PR #204, opened 2026-04-30
af: discover Astro deployments with PAT auth instead of minting tokens

jlaneve:
## summary

`af instance discover astro` now emits instances configured for `astro_pat` auth: af reuses the user's `astro login` session and refreshes it via Auth0 directly when the token is near expiry. The old behavior, minting a permanent `DEPLOYMENT_ADMIN` token per deployment via `astro deployment token create`, is gone. Those tokens persisted in Astro until manually revoked, weren't tied to user identity, and accumulated across discovery runs.

## what changed

- **astro_pat module (new)**: `AstroPATResolver` reads the active context's bearer + refresh token from `~/.astro/config.yaml`, refreshes via Auth0's `oauth/token` endpoint when the cached token is within 60s of expiry, serializes refreshes via a thread lock, and honors `ASTRO_API_TOKEN` for headless / CI flows. `AstroPATAuth(httpx.Auth)` attaches the bearer per request and retries once on 401 with a forced refresh. No writes to `~/.astro/config.yaml`, so we never race the astro CLI's writes
- **Config schema**: `Auth` gains a `kind` discriminator (`basic` / `token` / `astro_pat`) plus optional `context` and `deployment_id` fields. Backward compatible, configs without `kind` infer it from existing fields so existing token / basic instances keep working untouched
- **Adapter wiring**: `AdapterManager.configure(auth_kind=...)` constructs an `AstroPATAuth` instance; the adapter base accepts an optional `auth_handler` (httpx.Auth) that takes precedence over the legacy token_getter / basic_auth_getter path. `detect_version` re-raises `AstroPATError` so missing-login surfaces clearly instead of as a vague version-detection failure
- **Discovery**: dropped `_get_or_create_token`, `create_deployment_token`, the `LEGACY_TOKEN_NAME` warning, and the user-specific token-name machinery. `_deployment_to_instance` records the active astro context on each emitted instance so future `astro context switch` doesn't silently change which credential af uses
- **astro_cli.get_context**: now reads `~/.astro/config.yaml` directly (the canonical source astro itself uses), falling back to parsing `astro context list` only when the file is missing. The old asterisk table parser was unreliable across CLI versions because current astro highlights the active row with ANSI color instead
- **CLI display**: `af instance list` and `af instance current` show `astro pat (<context>)` for PAT-backed instances

## test plan

- [x] `uv run pytest --ignore=tests/integration` (495 / 495 pass, including 31 new tests for the resolver, auth flow, config schema, and adapter-manager wiring)
- [x] `uv run ruff check`, `uv run prek run --all-files` clean
- [x] end-to-end against a real Astro deployment in our Sandbox workspace: `af instance discover astro` produces the right config, `af dags list` and `af api version` succeed via the PAT auth flow, error paths (no astro login, hibernating deployment, ASTRO_HOME pointing at empty dir) surface clear actionable messages
- [x] backward compat: existing token-based instances (`af instance add --token`) keep working unchanged
- [ ] team review of the auth design before un-drafting

## notes on 401 disambiguation

Astro's deployment proxy returns a bare 401 with `Not authorized` for all auth failures (expired token, invalid signature, no workspace access). There's no `WWW-Authenticate` error code we can use to skip the retry when the token is fine but access is missing. v1 always attempts one refresh on 401; if that becomes a problem (broken deployment hammered with requests, Auth0 quota), we add cooldown-after-failed-retry which is more correct than naive debounce. Tracked separately


astro-airflow-mcp/src/astro_airflow_mcp/astro_pat.py
```diff
@@ -0,0 +1,343 @@
...
+                # API-token flow (or malformed config): surface what's there
+                # with expires_at=0 so callers don't keep retrying.
+                if disk_bearer:
+                    self._cached = _CachedToken(disk_bearer, disk_exp or 0.0)
+                    return disk_bearer
+                raise AstroNotLoggedInError(
+                    f"No refresh_token or token in astro context for {domain!r}. Run `astro login`."
+                )
+
+            new_bearer, new_exp = self._refresh(domain, refresh_token)
```
kaxil, line 268: Auth0 rotates the refresh token by default on every successful refresh-token grant. This code reads `refreshtoken` from disk and exchanges it, but never writes the new refresh token back to `~/.astro/config.yaml`. Next time the astro CLI itself tries to refresh, it'll use the now-invalidated old refresh token and the user's `astro` session breaks (and we keep working until our access token expires, then we break too). At minimum we should detect this (`response["refresh_token"]` differs from what we sent) and either persist it back, or fall through to "tell the user to `astro login`". Right now whichever side refreshes second silently invalidates the other.

astro-airflow-mcp/src/astro_airflow_mcp/astro_pat.py
```diff
@@ -0,0 +1,343 @@
...
+        self._resolver = resolver
+
+    def auth_flow(self, request):  # type: ignore[no-untyped-def]
+        token = self._resolver.get_token()
+        request.headers["Authorization"] = f"Bearer {token}"
+        response = yield request
+        if response.status_code != 401:
+            return
+        try:
+            new_token = self._resolver.get_token(force_refresh=True)
```
kaxil, line 387: Force-refreshing on every 401 is fine for an expired-token case, but hurts when the user genuinely doesn't have access to a deployment (Astro's deployment proxy returns a bare 401 then too, as the docstring above notes). Each request through this Auth handler will mint a fresh Auth0 token, get 401'd, then mint another one for the next call. For an `af` workflow that walks every deployment in a workspace, that's an Auth0 round-trip per deployment per call. Worth either negative-caching the 401 per-URL for a short window, or only force-refreshing when the cached token is older than some threshold (eg older than the last successful 200 we saw).

astro-airflow-mcp/src/astro_airflow_mcp/discovery/astro.py
```diff
@@ -114,42 +90,21 @@ def discover(
         if all_workspaces:
             workspace_map = self._get_workspace_map()
 
+        # Capture the active context once. We only pin to it (record on the
+        # instance) when it differs from DEFAULT_ASTRO_DOMAIN — see the
+        # constant's docstring for the reasoning.
+        active_context = self.get_context()
+        context = active_context if active_context != DEFAULT_ASTRO_DOMAIN else None
```
kaxil: This is a footgun. We discover deployments under `astronomer.io`, persist them with `astro_context=None`, then at request time the resolver follows `astro context` wherever it points. If the user runs `astro context switch` to a dev tenant, our next call to a recorded `astronomer.io` deployment URL will send a dev-tenant bearer to a prod-tenant URL. Best case: 401. Worst case: if the tenants ever share a clientId or the user has access to both, we leak credentials cross-tenant. I'd just always pin `astro_context` to whatever was active at discovery time. The docstring's "matches astro CLI's mental model" argument doesn't outweigh the cross-tenant token leak.

astro-airflow-mcp/src/astro_airflow_mcp/astro_pat.py
```diff
@@ -0,0 +1,343 @@
...
+                    f"No refresh_token or token in astro context for {domain!r}. Run `astro login`."
+                )
+
+            new_bearer, new_exp = self._refresh(domain, refresh_token)
+            self._cached = _CachedToken(new_bearer, new_exp)
+            return new_bearer
+
+    def _fresh(self, cached: _CachedToken) -> bool:
+        # expires_at=0 means static (eg ASTRO_API_TOKEN); never auto-refresh.
+        if cached.expires_at == 0.0:
```
kaxil: `expires_at == 0.0` is the sentinel for `ASTRO_API_TOKEN` (correct), but also fires for the line 231 path where the on-disk config is malformed and we couldn't parse `expiresin`. Once that fallback caches with `expires_at=0`, `_fresh()` returns True forever and we'll keep sending a possibly-expired bearer until the process restarts. Should distinguish "static API token, never expires" from "I don't know when this expires, treat it as stale". Eg a separate sentinel like `expires_at=-1` for the static case, or a `static: bool` field on `_CachedToken`.

astro-airflow-mcp/src/astro_airflow_mcp/discovery/astro_cli.py
```diff
@@ -301,22 +233,28 @@ def is_installed(self) -> bool:
...
-        Returns:
-            Context domain (e.g., 'cloud.astronomer.io') or None
+        Reads ``~/.astro/config.yaml`` directly (canonical source). Falls
+        back to parsing ``astro context list`` (legacy asterisk format)
+        only when the file is missing or unparseable.
         """
+        # astro CLI's `context list` colors the active row with ANSI codes
+        # rather than marking it with an asterisk, so the table parser is
+        # unreliable across CLI versions.
+        from astro_airflow_mcp.astro_pat import _config_path, _read_yaml
```
kaxil: Importing `_config_path` and `_read_yaml` (both private by convention) from `astro_pat` inline inside `get_context` couples discovery to the internals of the auth module. If `astro_pat` later grows a per-instance config root, or moves yaml parsing out, this breaks silently with no type or import-time signal. Either promote these to a public `astro_pat.read_config()` / `astro_pat.config_path()` (and put them at the top of the file), or move the yaml-reading into a shared `_astro_config.py` module that both consume.

astro-airflow-mcp/src/astro_airflow_mcp/astro_pat.py
```diff
@@ -0,0 +1,343 @@
...
+        return f"https://{head}.api.{rest}/{_AUTH_CONFIG_PATH}"
+    return f"https://api.{domain}/{_AUTH_CONFIG_PATH}"
+
+
+def _parse_expiry(ctx: dict[str, Any]) -> float:
+    """Return token expiry as epoch seconds. 0 if unknown."""
+    expiresin = ctx.get("expiresin")
+    if isinstance(expiresin, str):
+        try:
+            return datetime.fromisoformat(expiresin).timestamp()
```
kaxil: `datetime.fromisoformat(expiresin).timestamp()` treats the parsed datetime as local time when the string has no tz suffix. Astro CLI writes these without a `Z` (eg `2025-05-01T15:30:00`), so on a machine in `America/Los_Angeles` we'll compute an expiry 7-8 hours off from the actual UTC expiry, meaning we either refresh way too early or, worse, treat an expired token as still fresh. Same issue on line 144 when PyYAML returns a naive datetime. Fix is to assume UTC when naive: `dt.replace(tzinfo=timezone.utc).timestamp()` if `dt.tzinfo is None`.

astro-airflow-mcp/src/astro_airflow_mcp/astro_pat.py
jlaneve: good catch, fixed in 4bb6d53. on rotation we now grab the same flock astro CLI uses (10s timeout, 100ms poll) and atomic-write the new bearer/refreshtoken/expiresin back. when auth0 doesn't rotate (or returns the same token), we skip the disk write entirely so the hot path stays cheap

astro-airflow-mcp/src/astro_airflow_mcp/astro_pat.py
jlaneve: fixed in 7570414. when the parsed datetime is naive (which is what astro CLI writes today, no Z, no offset), we now attach UTC before calling .timestamp(). new tests run under TZ=America/Los_Angeles to confirm both the str and PyYAML-datetime branches anchor to UTC instead of local

astro-airflow-mcp/src/astro_airflow_mcp/discovery/astro.py
jlaneve: fixed in 3dade7e. you're right, correctness wins. always pinning astro_context now, dropped the DEFAULT_ASTRO_DOMAIN constant. test_discover_returns_pat_instances asserts astronomer.io is recorded; the get_context==None path keeps the None case

astro-airflow-mcp/src/astro_airflow_mcp/astro_pat.py
jlaneve: fixed in 6ce8950. added a static bool to _CachedToken so the two cases are explicit. ASTRO_API_TOKEN sets static=True (always fresh). the malformed-config path stays static=False with expires_at=disk_exp or 0.0, so a parseable expiry caches normally and a malformed one re-resolves from disk on every call instead of holding stale bytes

astro-airflow-mcp/src/astro_airflow_mcp/astro_pat.py
jlaneve: fixed in d7b016d. resolver now tracks _last_refresh_at and skips force_refresh if we already refreshed within REFRESH_DEBOUNCE_SECONDS (60s). unit test confirms two quick force_refresh calls produce one /oauth/token request and the second 401 propagates with the cached bearer

astro-airflow-mcp/src/astro_airflow_mcp/discovery/astro_cli.py
jlaneve: fixed in 8bddd9c. extracted the shared helpers (_astro_home, _config_path, _read_yaml, _find_context, _context_key, _parse_expiry, _bearer_from_ctx, _auth_config_url) plus AstroPATError + AstroNotLoggedInError into a new _astro_session module. astro_pat re-exports them for backward compat, discovery now imports from the stable shared location

astro-airflow-mcp/src/astro_airflow_mcp/astro_pat.py
```diff
@@ -0,0 +1,395 @@
...
+                if isinstance(v, dict) and v.get("domain") == domain:
+                    key = k
+                    ctx = v
+                    break
+        if not isinstance(ctx, dict):
+            return
+        ctx["token"] = f"Bearer {bearer}"
+        ctx["refreshtoken"] = refresh_token
+        ctx["expiresin"] = (
+            datetime.fromtimestamp(expires_at, tz=timezone.utc).replace(tzinfo=None).isoformat()
```
kaxil: The fixes for everything I flagged earlier look solid. Verified each one against the new code.

One small follow-up though: this writes `expiresin` as a naive UTC string, but `astro` itself writes it tz-aware with the local offset (eg `2026-05-01T16:48:36.53461+01:00`, I just checked my own `~/.astro/config.yaml`). Functionally fine in both directions (viper reads naive as UTC, PyYAML handles tz-aware), so no bug, but our rotation will silently flip the format in the user's config file from the astro-style to a quoted naive string.

Two related notes while you're in there:
- The `_parse_expiry` docstring in `_astro_session.py` says astro writes "no Z suffix, no offset". That's the assumption the naive-to-UTC fallback is built around, but viper actually serializes with the offset (verified by running a viper write against a config). The naive fallback is still useful as defense-in-depth (eg if a user hand-edits) but the docstring premise is off.
- If you want format parity, passing the tz-aware datetime object directly (`ctx["expiresin"] = datetime.fromtimestamp(expires_at, tz=timezone.utc)`) yields `2026-05-02 16:42:12+00:00` via `safe_dump`, closer to viper's style. Optional polish.

jlaneve: fixed in 2971bf8. _persist_rotated_session now passes a tz-aware datetime so safe_dump emits the offset (eg 2026-05-02 16:42:12+00:00) instead of flipping the format to a quoted naive string. also corrected the _parse_expiry docstring, the naive-to-UTC fallback is defense-in-depth for hand-edits, not the common case (viper writes with offset)

kaxil (approved):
-=-=-
**Exercise:** A single number is needed: the count of lines in the records that contain "parsing".

**Your response:** 3